Он не мог возражать или жаловаться, ведь он сам добивался, чтобы ее доставили ему на дом, прямо как китайскую еду из кафе «Мамочка Чарли» — остатки еды покоились в красном мусорном ведре под раковиной из нержавейки. Раковине в любом случае не грозило заржаветь, потому что он почти не готовил в своей новой кухне, ступенькой соединенной с узким пространством гостиной-спальни-кабинета квартиры, которая пусть и была ему не по карману, но, по сути, стала первым безраздельно принадлежащим ему жильем с тех пор, как он покинул родительский дом. Два предыдущих обиталища ему приходилось делить с соседями: одно — с девушкой, с которой спал, другое — с приятелем. Он взглянул на угрюмого Бернарда, надеясь получить какой-нибудь намек, потому что, да, хоть он и сам выбрал ее из меню своего друга, однако никак не ожидал, что блюдо окажется настолько острым.
Расписывая необычайные достоинства Маргарет, Бернард делал это, как всегда, настолько туманно, что мог свести собеседника с ума. В своем тщательно продуманном описании он умудрился не упомянуть ни о потрясающих ярко-голубых глазах, способных соперничать с глазами Элизабет Тейлор, ни о гладкой молочно-белой, усыпанной веснушками коже. Как-никак, Бернард был гетеросексуалом, поэтому мог бы и отметить, что у нее безупречно пропорциональные ноги, что она худая, но отнюдь не плоская. Кроме того, как успел заметить Энрике за те несколько секунд, пока он разрешил себе ее разглядывать, в том, как раскинулись эти стройные и в то же время округлые бедра, читался вызов настолько ошеломляющий, что невозможно было не потерять голову, — словом, видит бог, Энрике заслуживал, чтобы его хоть как-то предупредили заранее.

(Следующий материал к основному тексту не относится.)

PR #336, opened 2021-05-30
Add --config-file to --help and shell completions

strager:


strager:
@maniac-en Can you sanity-check this PR?

maniac-en:
> @maniac-en Can you sanity-check this PR?

All shell completions are working as expected, so it should be ok to merge!

PR #323, opened 2021-05-21
Show error message when mouse over mark

matttheus:
To get this done I needed change the textarea to a div and add the attribute contenteditable="true" to the editor.

PR #339, opened 2021-06-01
GitHub pr/258

matttheus:
Creating this pull request because #323 was closed because staging branch get deleted.


strager:
Regarding the failing test:

* We should probably not generate attributes with "undefined" as the value.
* If we do want to generate attributes, we need to change the <mark> detection logic in the `code_block` function in website/src/error-documentation.mjs.

matttheus:
> Regarding the failing test:
> 
>     * We should probably not generate attributes with "undefined" as the value.
> 
>     * If we do want to generate attributes, we need to change the  detection logic in the `code_block` function in website/src/error-documentation.mjs.

Please, look at #364.

strager:
This is being developed on PR #364.

PR #343, opened 2021-06-03
Pin to working version of eshost for test-all-js-engines

strager:
test-all-js-engines uses the latest published eshost version. It seems
that version 8.0.0 is broken. test-all-js-engines used to report an
error for the following JavaScript code, but doesn't any more:

    if (true)

Version 7.6.0 seems to work better. Use that working version.


strager:
@singalhimanshu confirmed that this fixes test-all-js-engines.

Issue #335, opened 2021-05-30
10$: Website: fix validation failures


strager:
https://validator.nu/?doc=https%3A%2F%2Fquick-lint-js.com%2F

jgil-r:
I claim this for-hire task. I expect payment after I complete this task. I will email the quick-lint-js team if I am assigned this task.

strager:
@jgil-r Did you look at all other pages for validation errors?

jgil-r:
I didn't, I'll take a look right now.

jgil-r:
@strager I found a bunch of other validation errors. Ill fix them and submit a new pull request.

strager:
These pages still have validator errors or warnings:

* https://quick-lint-js.com/license/
* https://quick-lint-js.com/hiring/
* https://quick-lint-js.com/benchmarks/ (but I don't care about the type=module warning)

strager:
Thanks for the fixes.

PR #346, opened 2021-06-04
Full website validation errors

jgil-r:
Fixed validation errors in install/error/cli/benchmark pages. #335

### DIFF
--- a/website/public/benchmarks/criterion-json-to-html.mjs
+++ b/website/public/benchmarks/criterion-json-to-html.mjs
@@ -69,9 +69,15 @@ export function makeBenchmarkHTML(seriess) {
       )}
 
       <div class="x-axis-label">response time (lower is better)</div>
+      <!-- 
+        title attribute must be broken into new line
+        because the html spec treats &#013; as a parse error, which
+        gives us validation errors.
+      -->
       <label
         class="log-scale javascript-only"
-        title="checked: logarithmic X axis (emphasizing ratios).&#013;unchecked: linear X axis (emphasizing time)."
+        title="checked: logarithmic X axis (emphasizing ratios).
+        unchecked: linear X axis (emphasizing time)."
         ><input type="checkbox" class="log-scale-select" /> log scale</label
       >
     </div>
--- a/website/public/benchmarks/criterion-json-to-html.mjs
+++ b/website/public/benchmarks/criterion-json-to-html.mjs
@@ -69,15 +69,10 @@ export function makeBenchmarkHTML(seriess) {
       )}
 
       <div class="x-axis-label">response time (lower is better)</div>
-      <!-- 
-        title attribute must be broken into new line
-        because the html spec treats &#013; as a parse error, which
-        gives us validation errors.
-      -->
       <label
         class="log-scale javascript-only"
         title="checked: logarithmic X axis (emphasizing ratios).
-        unchecked: linear X axis (emphasizing time)."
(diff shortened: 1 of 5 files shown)


website/public/benchmarks/criterion-json-to-html.mjs
```diff
@@ -69,9 +69,15 @@ export function makeBenchmarkHTML(seriess) {
       )}
 
       <div class="x-axis-label">response time (lower is better)</div>
+      <!-- 
+        title attribute must be broken into new line
+        because the html spec treats &#013; as a parse error, which
+        gives us validation errors.
+      -->
```
strager, line 76: Nit: No need for this comment. Delete it.

website/public/benchmarks/criterion-json-to-html.mjs
```diff
@@ -69,9 +69,15 @@ export function makeBenchmarkHTML(seriess) {
...
       <label
         class="log-scale javascript-only"
-        title="checked: logarithmic X axis (emphasizing ratios).&#013;unchecked: linear X axis (emphasizing time)."
+        title="checked: logarithmic X axis (emphasizing ratios).
+        unchecked: linear X axis (emphasizing time)."
```
strager, line 80: Blocking: This adds a bunch of spaces before the word 'unchecked':
Screen Shot 2021-06-04 at 00 14 53

It's supposed to be flush with the left side:
Screen Shot 2021-06-04 at 00 15 09

website/public/install/index.ejs.html
```diff
@@ -1540,7 +1544,6 @@ <h4 id="manual-vim-pathogen">Install with Pathogen</h4>
           This option requires
           <a href="https://github.com/tpope/vim-pathogen">Pathogen</a>.
         </p>
-        <p />
```
strager, line 1543: Heh, how'd that get there? xD

strager (changes requested):

website/public/benchmarks/criterion-json-to-html.mjs
jgil-r: Would you like me to change it back to how it was initially? If so, we will still get the following validation error: 
```
A numeric character reference expanded to carriage return
```

I was reading about the [title](https://developer.mozilla.org/en-US/docs/Web/HTML/Global_attributes/title#multiline_titles) attribute and removing the extra spacing after the line break seems to give the right behavior.

strager: Your latest version looks good to me.

strager:
It looks like there are merge conflicts. Rebase, then I'm happy to merge.

strager (approved):

website/public/install/index.ejs.html
```diff
@@ -137,7 +137,12 @@
       }
 
       .long-shell-command-line {
+<<<<<<< HEAD
         /* 6 = "$ ".length + 4 spaces of indentation */
+=======
+        /* 4 = "$ ".length + 4 spaces of indentation */
+        display: inline-block;
+>>>>>>> fixed validation errors for /install page
```
strager, line 145: Blocking: Don't commit merge markers.

strager (changes requested):

website/public/install/index.ejs.html
jgil-r: Just removed them, thank you for you patience!

strager (approved):

PR #350, opened 2021-06-06
CI: fix emacs test failure

### LINKED ISSUE #349: CI: emacs test failure
https://github.com/quick-lint/quick-lint-js/runs/2754717510

```
Run ./plugin/emacs/test-emacs.sh
Contacting host: stable.melpa.org:443
Contacting host: elpa.gnu.org:80
Failed to download `gnu' archive.
Package `let-alist-1.0.4' is unavailable
Error: Process completed with exit code 255.
```

singalhimanshu:
The changes are done as per these instructions - https://github.com/melpa/melpa#usage
Fix #349

### DIFF
--- a/plugin/emacs/test/quicklintjs-test.el
+++ b/plugin/emacs/test/quicklintjs-test.el
@@ -13,7 +13,7 @@
   (setq package-user-dir cache-dir-name
         package-check-signature nil)
   (add-to-list 'package-archives
-               '("MELPA" . "https://stable.melpa.org/packages/"))
+               '("melpa" . "https://melpa.org/packages/") t)
   (package-initialize)
 
   (unless package-archive-contents


plugin/emacs/test/quicklintjs-test.el
```diff
@@ -13,7 +13,7 @@
   (setq package-user-dir cache-dir-name
         package-check-signature nil)
   (add-to-list 'package-archives
-               '("MELPA" . "https://stable.melpa.org/packages/"))
+               '("melpa" . "https://melpa.org/packages/") t)
```
strager, line 16: Which was the problem: capitalization of the first string, `stable.`, or ` t`?

strager (approved):
@wggr Is there a reason you opted for MELPA Stable? Did you assume that MELPA Stable would be more reliable for CI?

From https://github.com/melpa/melpa#melpa-stable:

> Note that the MELPA maintainers do not use MELPA Stable themselves, and do not particularly recommend its use.

strager:
It looks like the problem is fixed upstream, so this PR isn't needed to fix CI.

plugin/emacs/test/quicklintjs-test.el
singalhimanshu: I guess this wasn't the issue, the issue is probably because of older emacs version which has some emacs-gpg issues.

singalhimanshu:
> It looks like the problem is fixed upstream, so this PR isn't needed to fix CI.

I dont' think it is solved, the problem seems to be random.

Энрике вынудил Бернарда предъявить Маргарет во время одного из их поздних завтраков в «Гомеровской кофейне», когда Бернард принялся в очередной раз рассказывать о своей замечательной приятельнице из Корнелльского университета, неподражаемой Маргарет Коэн, но ни за что не соглашался их познакомить. (Маргарет Коэн, сетовал Энрике, что же это за еврейская семья, где дочь называют Маргарет? Подобная жалоба оказалась бы куда более уместной, если бы исходила от кого угодно, только не от человека по имени Энрике Сабас — он сам был наполовину евреем, за что стоило сказать спасибо его ашкеназской маме.) Бернард говорил, что опасается смешивать друзей из разных «гетто» своей жизни.
— Почему? — спросил Энрике.
Бернард отделался пожатием плеч и лаконичным «я невротик».
— Чушь, — заявил Энрике. — Ты просто не хочешь выложить все свои обожаемые идеи за одним званым обедом.
— Званым обедом?
— О’кей, за кастрюлей с чили. Короче, встречаясь с друзьями по очереди, ты можешь семь раз повторить одну и ту же мысль.